When we think of mutated cells, some of us think of monsters. Some of us may think about cancer. But did you know that we all have mutated cells cruising around our bodies every day? Let me explain.
Defining Mutated Cells
A mutated cell occurs when the genetic sequence that makes up that cell becomes permanently altered in some way. These mutations can be hereditary (genetic) or they can be somatic (acquired). Inherited mutations are present before birth and throughout life, and these mutations can be passed on to the next generation.

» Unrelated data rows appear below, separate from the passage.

PR #436, opened 2026-06-09
Require explicit memory management from the user and remove sloppy memory management.

### LINKED ISSUE #295: Strictly enforce memory requirements.

andrewxu319:
## Description
Remove automatic memory allocation and memory syncing in various memory management functions and require the user to explicitly manage their own memory.
Resolves #295. 

 
 
 
 
  
 

 ## Proposed changes
Major changes:
- Assert that data is updated in `Vector::getData()` and remove automatic synchronization
- Assert that data is allocated in `copyFromExternal()` and remove automatic allocation for vectors and matrices
- Assert that data is not already allocated in `allocate()` and `allocateMatrixData()` for vectors and matrices and remove auto deallocation
- Add `isUpdated()`, `isAllocated()`, `allocateAll()` to Vector
- Add `allocateAll()` to Sparse
- Update all parts of the code that call these functions and are affected by these changes such that they work correctly

Minor changes:
- Update `.gitignore` to ignore test outputs
- Remove `HyKKTSolver::readMatrixFiles()` which is unnecessary
 
 
 ## Checklist
 
 
 

     - [x] CPU backend
     - [x] CUDA backend
     - [x] HIP backend
     - [x] CPU backend
     - [x] CUDA backend
     - [x] HIP backend
 
 ## Further comments
 I also tried to add status returns to a few functions in the `VectorHandler` and `LinAlgWorkspace` series of classes, but that crashes the HIP implementation for seemingly unknown reasons.


resolve/hykkt/HyKKTSolver.cpp
```diff
@@ -434,7 +390,7 @@ namespace ReSolve
     spgemm_hgamma_ = new SpGEMM(memspace_, gamma_, ONE);
     spgemm_hgamma_->loadProductMatrices(J_tr_, J_);
     spgemm_hgamma_->loadSumMatrix(H_tilde_);
-    spgemm_hgamma_->loadResultMatrix(&H_gamma_); // H_gamma_ will be created by SpGEMM at this step
+    spgemm_hgamma_->loadResultMatrix(&H_gamma_); // H_gamma_ will be created by SpGEMM atcompute()
```
shakedregev: I don't understand the end of this comment
```suggestion
    spgemm_hgamma_->loadResultMatrix(&H_gamma_); // H_gamma_ will be created by SpGEMM
```

resolve/LinSolverDirectCuSolverRf.cpp
```diff
@@ -234,7 +234,7 @@ namespace ReSolve
    * @return 0 if successful, 1 otherwise
    */
   int LinSolverDirectCuSolverRf::solve(vector_type* rhs, vector_type* x)
-  {
+  { // CAREFUL: ANYTHING THAT CALLS THIS. DELETE THIS COMMENT
```
shakedregev: Do we need this comment or not?

resolve/hykkt/HyKKTSolver.cpp
andrewxu319: `H_gamma_` is created and allocated at `spgemm_hgamma_->compute()`, so this is a note to not try to create it somewhere else.

This is rather confusing, and I was going to remove loadResultMatrix() and instead do something like this:
`H_gamma_ = compute()`
And have `compute()` return the newly created matrix. But it seems that `compute()` is designed to be called multiple times with the same sparsity structure and only create the matrix on the first call, so this wouldn't work.

resolve/LinSolverDirectCuSolverRf.cpp
andrewxu319: Oops, this should be deleted

tests/functionality/testRefactor.cpp
```diff
@@ -180,6 +185,7 @@ int runTest(int argc, char* argv[], std::string& solver_name)
   error_sum += status;
 
   // Solve system (on device where available)
```
shakedregev: This comment seems weird. I think this test is device only.

tests/unit/matrix/MatrixHandlerTests.hpp
```diff
@@ -132,14 +132,23 @@ namespace ReSolve
         testname += matrix_size.str();
 
         matrix::Csr* At = new matrix::Csr(m, n, 2 * std::min(n, m));
-        matrix::Csr* A  = nullptr; // Declare A outside
+        At->allocateAll(memspace_);
+        matrix::Csr* A = nullptr; // Declare A outside
 
         for (real_type val = 0.0; val <= 1.0; val += 1.0)
         { // Use a step to prevent infinite loop
```
shakedregev: Not really part of this PR, but it's not clear to me why we have a loop at all here. It's simply the first thing happening, then the second.

resolve/matrix/Coo.cpp
```diff
@@ -221,37 +221,16 @@ namespace ReSolve
...
-        this->h_row_data_          = new index_type[nnz_current];
-        this->h_col_data_          = new index_type[nnz_current];
-        owns_cpu_sparsity_pattern_ = true;
-      }
-      if (h_val_data_ == nullptr)
+      if ((h_row_data_ == nullptr) || (h_col_data_ == nullptr) || (h_val_data_ == nullptr))
       {
-        this->h_val_data_ = new real_type[nnz_current];
-        owns_cpu_values_  = true;
+        out::error() << "Trying to copy from external COO matrix, but destination (host) is not allocated!\n";
```
superwhiskers, line 226: why aren't we bailing from the function here (and in subsequent instances)? from what i can see, all of the `out::error()` writes this pull request adds don't follow up with a return from the function to avoid entering an invalid state. this should be resolved, unless i'm misunderstanding something.

shakedregev (approved):
Very good work! Tests pass on all platforms. See:
1. Some minor documentation comments. 
2. Some very weird code that was not part of this PR. Should be fixed now or later.

resolve/vector/Vector.cpp
```diff
@@ -290,80 +346,21 @@ namespace ReSolve
     }
 
     /**
-     * @brief get a pointer to HOST or DEVICE vector data.
+     * @brief get a non-const (writable) pointer to HOST or DEVICE vector data.
```
superwhiskers: somewhat confused by this clarification. i think the type signature makes this apparent, but this is a bit of a nitpick

resolve/hykkt/HyKKTSolver.cpp
shakedregev: How about "when calling `->compute()`"

resolve/workspace/LinAlgWorkspaceCUDA.cpp
```diff
@@ -90,10 +92,7 @@ namespace ReSolve
 
   void LinAlgWorkspaceCUDA::setTransposeBufferWorkspace(size_t bufferSize)
   {
-    if (transpose_workspace_ready_)
-    {
-      mem_.deleteOnDevice(transpose_workspace_);
-    }
+    assert(!transpose_workspace_ready_ && "Transpose workspace already set!\n");
```
superwhiskers: this will go away if `NDEBUG` is set, so if this is a load-bearing assertion, it may make sense to not use asssert.

tests/unit/matrix/MatrixHandlerTests.hpp
shakedregev: @pelesh

superwhiskers (commented):
some minor comments.

i ran the cpu-only tests on my local machine, all cpu tests passed. one warning was not addressed:
```
ReSolve/examples/sysRefactor.cpp:33:43: warning: unused parameter ‘hw_backend’ [-Wunused-parameter]
   33 | static void syncDevice(const std::string& hw_backend)
      |                        ~~~~~~~~~~~~~~~~~~~^~~~~~~~~~
```

other than that, it seems fine. this warning may be an artifact of a cpu-only build. the gpu build tests are taking a little longer, so i'll leave this review without them.

tests/unit/matrix/MatrixHandlerTests.hpp
andrewxu319: Fixed in the latest commit

andrewxu319:
> some minor comments.
> 
> i ran the cpu-only tests on my local machine, all cpu tests passed. one warning was not addressed:
> 
> ```
> ReSolve/examples/sysRefactor.cpp:33:43: warning: unused parameter ‘hw_backend’ [-Wunused-parameter]
>    33 | static void syncDevice(const std::string& hw_backend)
>       |                        ~~~~~~~~~~~~~~~~~~~^~~~~~~~~~
> ```
> 
> other than that, it seems fine. this warning may be an artifact of a cpu-only build. the gpu build tests are taking a little longer, so i'll leave this review without them.

The full function is
```
static void syncDevice(const std::string& hw_backend)
{
#ifdef RESOLVE_USE_CUDA
  if (hw_backend == "CUDA")
  {
    cudaDeviceSynchronize();
  }
#endif

#ifdef RESOLVE_USE_HIP
  if (hw_backend == "HIP")
  {
    hipDeviceSynchronize();
  }
#endif
}
```

So the variable is used if either CUDA or HIP is enabled.

@shakedregev Would it be a good idea to add a `[[maybe_unused]]`? Or just leave it be?

resolve/workspace/LinAlgWorkspaceCUDA.cpp
andrewxu319: Didn't know this, fixed. Thanks.

resolve/matrix/Coo.cpp
superwhiskers: @andrewxu319 not all instances of this have been fixed yet

shakedregev:
> > some minor comments.
> > i ran the cpu-only tests on my local machine, all cpu tests passed. one warning was not addressed:
> > ```
> > ReSolve/examples/sysRefactor.cpp:33:43: warning: unused parameter ‘hw_backend’ [-Wunused-parameter]
> >    33 | static void syncDevice(const std::string& hw_backend)
> >       |                        ~~~~~~~~~~~~~~~~~~~^~~~~~~~~~
> > ```
> > 
> > 
> >     
> >       
> >     
> > 
> >       
> >     
> > 
> >     
> >   
> > other than that, it seems fine. this warning may be an artifact of a cpu-only build. the gpu build tests are taking a little longer, so i'll leave this review without them.
> 
> The full function is
> 
> ```
> static void syncDevice(const std::string& hw_backend)
> {
> #ifdef RESOLVE_USE_CUDA
>   if (hw_backend == "CUDA")
>   {
>     cudaDeviceSynchronize();
>   }
> #endif
> 
> #ifdef RESOLVE_USE_HIP
>   if (hw_backend == "HIP")
>   {
>     hipDeviceSynchronize();
>   }
> #endif
> }
> ```
> 
> So the variable is used if either CUDA or HIP is enabled.
> 
> @shakedregev Would it be a good idea to add a `[[maybe_unused]]`? Or just leave it be?

It makes more sense to me to call the function only if you need it. HIP/CUDA `hw_backend`, call this. CPU don't. Anything else should probably throw an error.

superwhiskers:
managed to complete the rocm-enabled tests on my local machine after instituting a workaround for a rocm bug related to my specific amd gpu. builds and runs fine. no leaks outside those present within rocm, runs fine.

there is one concerning thing, and that is the flakiness of two tests on my machine:
- `sys_refactor_hip_asym_test`
- `sys_refactor_hip_test`

primarily the former. this most likely is not related to this pull request, though. just noting this for future reference. it's probably a tolerance thing, unlikely to be anything significant.

examples/sysRefactor.cpp
```diff
@@ -315,67 +317,71 @@ int sysRefactor(int argc, char* argv[])
 
     double solve_time_ms = 0.0;
 
-    syncDevice(hw_backend);
-    auto solve_start = std::chrono::high_resolution_clock::now();
-
-    // Now call direct solver
-    if (i == 1)
+    if (hw_backend == "CUDA" || hw_backend == "HIP")
+      syncDevice(hw_backend);
```
superwhiskers: pretty sure you added a syntax error here

examples/sysRefactor.cpp
```diff
@@ -315,67 +317,71 @@ int sysRefactor(int argc, char* argv[])
...
-    }
-
-    status = solver.solve(vec_rhs, vec_x);
-    syncDevice(hw_backend);
-    auto solve_end = std::chrono::high_resolution_clock::now();
-    solve_time_ms  = std::chrono::duration<double, std::milli>(solve_end - solve_start).count();
-    std::cout << "Triangular solve status: " << status << std::endl;
+      status = solver.solve(vec_rhs, vec_x);
+      if (hw_backend == "CUDA" || hw_backend == "HIP")
+        syncDevice(hw_backend);
```
superwhiskers: likewise

resolve/workspace/LinAlgWorkspaceCUDA.cpp
```diff
@@ -88,15 +93,16 @@ namespace ReSolve
...
-  void LinAlgWorkspaceCUDA::setTransposeBufferWorkspace(size_t bufferSize)
+  int LinAlgWorkspaceCUDA::setTransposeBufferWorkspace(size_t bufferSize)
   {
-    if (transpose_workspace_ready_)
+    if (!transpose_workspace_ready_)
     {
-      mem_.deleteOnDevice(transpose_workspace_);
+      out::error() << "Transpose workspace already set!\n";
+      return 1;
     }
```
superwhiskers, line 102: in this (and the hip version), you've changed the code to read as if the transpose workspace not being ready implies it's already set, and if it is ready, then we need to allocate it.

this looks like an untested change, so i'm somewhat confused what the logic behind this change was. the only call i can find of this method in the codebase is in the `MatrixHanderCuda` code in a path for when the workspace isn't already allocated, which, i assume would trigger this conditional you have here (`!transpose_workspace_ready_`), leading to an error.

i may be wrong on this

superwhiskers (dismissed):

resolve/workspace/LinAlgWorkspaceCUDA.cpp
andrewxu319: Looking at this function
```
  void* LinAlgWorkspaceCUDA::getTransposeBufferWorkspace()
  {
    return transpose_workspace_;
  }
```
And this in the destructor
```
    if (transpose_workspace_ready_)
    {
      mem_.deleteOnDevice(transpose_workspace_);
    }
```
As well as the other times this variable is referenced, it seems that `transpose_workspace_ready_` is indeed just whether the workspace has been allocated. The variable name is misleading, so I'll rename it.

andrewxu319: Although the `!` shouldn't be there.

examples/sysRefactor.cpp
andrewxu319: Fixed, and ran all tests again.

superwhiskers (commented):
still getting this warning on a cpu-only build.
```
ReSolve/examples/sysRefactor.cpp:33:43: warning: unused parameter ‘hw_backend’ [-Wunused-parameter]
   33 | static void syncDevice(const std::string& hw_backend)
      |                        ~~~~~~~~~~~~~~~~~~~^~~~~~~~~~
```

everything else looks fine.

shakedregev (approved):
All tests pass and concerns addressed.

Somatic mutations, on the other hand, are acquired at some point during the person’s life, perhaps due to constant overexposure to the sun, chemicals, or smoking for example. Some of these cells are so dysfunctional that they can’t function normally nor can they divide and replicate. A few do grow and divide, so the genetic mutation is passed on to the cloned cells that are created within that person. While mutations can cause diseases, such as cancer, your body is constantly identifying these cells and taking them out by attacking them.
Our feature study today focuses on these somatic mutations in the hematologic system and the conditions in which these mutations are associated.

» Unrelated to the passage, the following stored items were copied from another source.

PR #441, opened 2026-07-11
Fix memory issues and add config getters in SystemSolver

### LINKED ISSUE #440: Bug: If SystemSolver::preconditionerSetup is called without a preconditioner or iterative solver setup, a segmentation fault occurs

Example:

```c++
ReSolve::LinAlgWorkspaceCpu    linear_workspace;
ReSolve::SystemSolver          lin_solver(&linear_workspace, "klu", "klu", "klu");

lin_solver.initialize();


<...>

lin_solver_.setMatrix( <some matrix> );
lin_solver_.analyze();
lin_solver_.preconditionerSetup("right");
```

Two error messages are printed and a status code variable is incremented, but the function doesn't return with the error - instead it continues to access memory it knows is invalid.

### Re::Solve version

a93fb6571e3542b2fa779983fef0186a034c53c9

Operating system: Ubuntu 24.04.4 LTS
Compiler: g++ (GCC) 13.3.0
Backends: N/A

### Additional information

_No response_

pelesh:
## Description
 
Fixes several memory-safety bugs in `SystemSolver` and completes its solver-configuration query API.

@tamar-dewilde @shakedregev 

I believe this fixes #440 

 ## Proposed changes
 
### Bug fixes

- **`setMatrix()`**: fixed a memory leak — `resVector_` was being overwritten with a new allocation on every call without freeing the previous one.
- **`preconditionerSetup()`**: fixed a null-pointer dereference — the function checked `preconditioner_`/`iterativeSolver_` for null and recorded an error, but then fell through and dereferenced them anyway. Now returns early with the accumulated error status before touching either pointer.
- **`resetPreconditioner()`**: same class of bug — now returns immediately when `preconditioner_` is null instead of calling `preconditioner_->reset(A)` on it.
- **`setSolveMethod()`** and **`setRefinementMethod()`**: fixed dangling-pointer bugs — `iterativeSolver_`/`gs_` were `delete`d without being reset to `nullptr`. Several early-return paths (invalid method, IR unsupported on CPU) left them dangling, which could later cause a double-free in the destructor or a use-after-free in `solve()`. Both pointers are now nulled immediately after `delete`, and `setRefinementMethod()` also unconditionally resets `irMethod_` to `"none"` up front so it can't stay stale and point at a freed solver.

### New functionality

Implemented the previously-declared-but-missing getters: `getRefactorizationMethod()`, `getSolveMethod()`, `getRefinementMethod()`, `getOrthogonalizationMethod()` — mirroring the existing `getFactorizationMethod()`.

These getter help user query the configuration of the `SystemSolver`.
 
 ## Checklist
 
 
 

     - [x] CPU backend
     - [x] CUDA backend
     - [x] HIP backend
- N/A (see #444) I have manually run the non-experimental examples and verified that residuals are close to machine precision. (In your build directory run: `./examples/<your_example>.exe -h` to get instructions how to run examples). Code tested on:
     - [ ] CPU backend
     - [ ] CUDA backend
     - [ ] HIP backend
 
 ## Further comments
 
- This PR does **not** address code style issues in `SystemSolver` so they don't distract from the bug fix review.
- This is mainly fixing deficiency in `SystemSolver` class, so no entries in CHANGELOG.

### DIFF
--- a/resolve/SystemSolver.cpp
+++ b/resolve/SystemSolver.cpp
@@ -63,6 +63,14 @@ namespace ReSolve
       precondition_method_   = "none";
     }
 
+    if ((solve == "randgmres" || solve == "fgmres") && (ir != "none"))
+    {
+      out::warning() << "Incorrect input: "
+                     << "Iterative refinement cannot be enabled together with an iterative solve method.\n"
+                     << "Setting refinement method to 'none' ...\n";
+      irMethod_ = "none";
+    }
+
     // Instantiate handlers
     matrixHandler_ = new MatrixHandler(workspaceCpu_);
     vectorHandler_ = new VectorHandler(workspaceCpu_);
@@ -93,6 +101,14 @@ namespace ReSolve
                      << "Setting both to 'none' ...\n";
       refactorizationMethod_ = "none";
       precondition_method_   = "none";
+    }
+
+    if ((solve == "randgmres" || solve == "fgmres") && (ir != "none"))
+    {
+      out::warning() << "Incorrect input: "
+                     << "Iterative refinement cannot be enabled together with an iterative solve method.\n"
+                     << "Setting refinement method to 'none' ...\n";
+      irMethod_ = "none";
     }
 
     // Instantiate handlers
@@ -126,6 +142,14 @@ namespace ReSolve
                      << "Setting both to 'none' ...\n";
       refactorizationMethod_ = "none";
       precondition_method_   = "none";
+    }
+
+    if ((solve == "randgmres" || solve == "fgmres") && (ir != "none"))
+    {
+      out::warning() << "Incorrect input: "
+                     << "Iterative refinement cannot be enabled together with an iterative solve method.\n"
+                     << "Setting refinement method to 'none' ...\n";
+      irMethod_ = "none";
     }
 
     // Instantiate handlers
@@ -804,6 +828,14 @@ namespace ReSolve
 
     if (method == "none")
       return;
+
+    if (solveMethod_ == "randgmres" || solveMethod_ == "fgmres")
+    {
+      out::warning() << "Iterative refinement cannot be enabled together with an "
+                     << "iterative solve method ('randgmres' or 'fgmres'). "
+                     << "Keeping refinement method 'none'.\n";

The Hematologic System and Hematopoiesis
The hematologic system consists of blood and blood-producing tissues (e.g., bone marrow) as well as immune cells, so hematologic conditions would include leukemias, myelomas, and lymphomas for example. Another term you need to be familiar with is hematopoiesis, which is the process of blood cell (red, white, and platelets) production by hematopoietic stem cells in the bone marrow.
Your Risk of Mutated Cells May Increase as You Age
While cell mutations are understood to exist in those with hematologic disorders (cancer, for example, would be a result of the activation of these mutations), the new study set out to determine if these somatic (acquired) cell mutations were common in those without hematologic disorders.

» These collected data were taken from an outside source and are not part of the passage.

PR #442, opened 2026-07-11
Protect MemoryHandler alias with a namespace

pelesh:
## Description
 
Protect `MemoryHandler` alias with `ReSolve` namespace. 
 

 ## Proposed changes
 
 ` MemoryHandler` was placed in global namespace by accident. Now it is within `ReSolve` namespace.

 ## Checklist
 
 
 

     - [x] CPU backend
     - [x] CUDA backend
     - [x] HIP backend
- N/A (see #444) I have manually run the non-experimental examples and verified that residuals are close to machine precision. (In your build directory run: `./examples/<your_example>.exe -h` to get instructions how to run examples). Code tested on:
     - [ ] CPU backend
     - [ ] CUDA backend
     - [ ] HIP backend
 
 ## Further comments

### DIFF
--- a/resolve/MemoryUtils.hpp
+++ b/resolve/MemoryUtils.hpp
@@ -131,10 +131,8 @@ namespace ReSolve
 // Check if GPU support is enabled in Re::Solve and set appropriate device memory manager.
 #if defined RESOLVE_USE_CUDA
 #include <resolve/cuda/CudaMemory.hpp>
-using MemoryHandler = ReSolve::MemoryUtils<ReSolve::memory::Cuda>;
 #elif defined RESOLVE_USE_HIP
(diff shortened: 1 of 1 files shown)


alexander-novo:
Does `MemoryHandler` not get consumed by anything in the code base? Is it just for users' sake?

pelesh:
> Does `MemoryHandler` not get consumed by anything in the code base? Is it just for users' sake?

It is used in workspaces, matrix/vector classes and handlers, and everywhere else where memory management, including host-device transfers is required. It is not supposed to be exposed to the users.

alexander-novo:
Ah okay but all this stuff is already in the correct namespace so they didn’t need to be changed. Makes sense.

alexander-novo (approved):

DNA analysis of blood cells determined those subjects who had no inherited risk for (or who weren’t genetically prone to) hematologic diseases. The 160 genes that are known to be mutated in hematologic cancers were analyzed in the subjects without genetic risk. The results? While somatic mutations were rare in those under age 40, this significantly increased with aging as evidenced by the following results:
- Age 60–69: 5.6% had somatic mutations
- Age 70–79: 9.5% had somatic mutations
- Age 80–89: 11.7% had somatic mutations
- Age 90–108: 18.4% had somatic mutations
In these subjects, somatic mutations in the hematopoietic stem cells (the blood-producing cells) of bone marrow were not only associated with an increased risk of hematologic cancers with aging but also with all-cause mortality (death from any cause), heart disease, and stroke. These somatic mutations are found in bone marrow and blood cells, and this finding (predisease) on blood screening, for example, actually has a term: clonal hematopoiesis of indeterminate potential, or CHIP for short. In other words, somatic mutations (as evidenced by the detection of CHIP) in hematopoietic stem cells and the conditions associated with these mutations—cancer, heart disease, stroke, and more—increase as you age and are associated with your risk of death. The more of these abnormal cells, the more likely it is that you will die from a plethora of diseases.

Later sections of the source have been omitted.